David Hanson MP, Labour’s Shadow Treasury Minister, in response to the Office for Budget Responsibility’s paper on household debt which admits that George Osborne’s emergency Budget and spending review will lead to households borrowing more money than previously forecast, said:
“This is a very significant admission that hard-pressed families will have to borrow more and more money to deal with the effect of George Osborne’s tax and benefits squeeze. According to the the Tory-led Government’s own budget watchdog the result of George Osborne’s plans to cut further and faster than any other major country is that household borrowing is now set to rise further and faster.

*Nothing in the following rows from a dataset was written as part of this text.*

PR #45, opened 2018-08-09
match metadata to opencast standard

nataliemona:


functions/zoom-uploader.py
```diff
@@ -150,7 +150,7 @@ def series_id_from_schedule(self):
             schedule = r['Item']
             logger.info(schedule)
 
-        zoom_time = self.created.astimezone(timezone(LOCAL_TIME_ZONE))
+        zoom_time = self.created_local
```
lbjay: I feel like these time values are churning a lot?

functions/zoom-uploader.py
```diff
@@ -268,6 +268,7 @@ def upload(self):
             logger.warning("Episode with mediapackage id {} already ingested"
                            .format(self.mediapackage_id))
             return None
+        self.get_series_catalog()
```
lbjay, line 267: can it get to this point without a valid series id?

functions/zoom-uploader.py
```diff
@@ -300,6 +301,18 @@ def create_mediapackage_id(self):
...
 
+    def get_series_catalog(self):
+
+        logger.info("Getting series catalog for series: {}"
+                    .format(self.opencast_series_id))
+
+        endpoint = "/series/{}.json".format(self.opencast_series_id)
+        resp = oc_api_request('GET', endpoint)
+
+        logger.debug(resp.text)
```
lbjay: this should probably be something like, `logger.debug({'series_catalog': resp.text})`

functions/zoom-uploader.py
nataliemona: Yes, I agree...

functions/zoom-uploader.py
nataliemona: It's possible and then it would throw an error which is what we would want it to do.

lbjay (approved):

PR #47, opened 2018-09-28
Opencast 5.x compatibility

nataliemona:


tasks.py
```diff
@@ -282,7 +287,7 @@ def exec_uploader(ctx, series_id=None, ignore_schedule=False, qualifier=None):
     """
     Manually trigger uploader.
     """
-    payload = { 'num_uploads': 1, 'ignore_schedule': ignore_schedule }
+    payload = { 'ignore_schedule': ignore_schedule }
```
lbjay, line 290: It just occurred to me that an `exec.uploader` command will now trigger `UPLOAD_MESSAGES_PER_INVOCATION` number of queue messages, which is different from what we're used to. Not sure if that's a problem, but if so, the manually invocation task might need to have a way to override.

tasks.py
```diff
@@ -633,63 +638,112 @@ def __create_or_update(ctx, op):
...
+            cmd = ("aws {} cloudformation describe-change-set --change-set-name {} "
+                   "--output text --query 'StatusReason'").format(
+                profile_arg(),
+                change_set_id
+            )
+            ctx.run(cmd)
+        else:
+            print("\nCloudFormation stack changeset created.\n")
+            cmd = ("aws {} cloudformation describe-change-set --change-set-name {} "
+                   "--query 'Changes[*].ResourceChange.{{ID:LogicalResourceId,Change:Details[*].CausingEntity}}' "
```
lbjay, line 715: nice :+1:

lbjay (approved):

PR #128, opened 2016-11-16
Refactor web widgets

vidartf:
Split the rather large widget.ts into several smaller files, similar to what was done form models in #110.


martinal:
This is just splitting files?

vidartf:
Yeah, and changing some import paths. If there is anything else included it is unintentional.

vidartf:
I might also have ended up removing some unused variables/imports though.

PR #133, opened 2016-11-18
Allow diffs on both sides when encountering a 'clear' decision.

martinal:
I don't know if this is the right fix, however looking at this check isolated it makes sense: if a 'clear' decision is encountered, there may exist local _and_ remote diffs that we have decided to ignore.


martinal:
This fixes issue where
```
cd <nbdimerepo>/scratch/mergetesting
nbmerge-web -o webmerged.ipynb v1.ipynb v2.ipynb v3.ipynb
```
resulted in blank page. With this fix it shows the error about missing execution_count handling instead.

vidartf:
I think this needs to be handled differently, as the current fix will cause the remote diff to be dropped in the following code. In order to display a correct merge to the user we need to retain both.

vidartf:
Submitted #142 which should supersede this.

martinal:
I'm confused: you just closed #142, did you mean to do that?

vidartf:
Yeah, I realized I needed to adjust some stuff on the branch. Will reopen when I get it sorted.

“There have to be tough choices to get the deficit down, but by going too far and too fast George Osborne risks shifting the debt onto families instead. Cuts which are too deep and too fast are hitting families hard and risk holding back an economy which should be growing strongly this year. But this is a vicious circle because slower growth and more people out of work and not paying taxes will make it harder to get the deficit down.
“The Tories say we’re all in this together, but the banks are getting a tax cut this year while millions of families will find it more and more difficult to get by after this month’s cuts to tax credits, cuts to childcare support and child benefit freeze. And to make things harder still George Osborne’s VAT rise is looking like an own goal as it pushes up inflation which threatens higher interest rates for both mortgages and household borrowing.”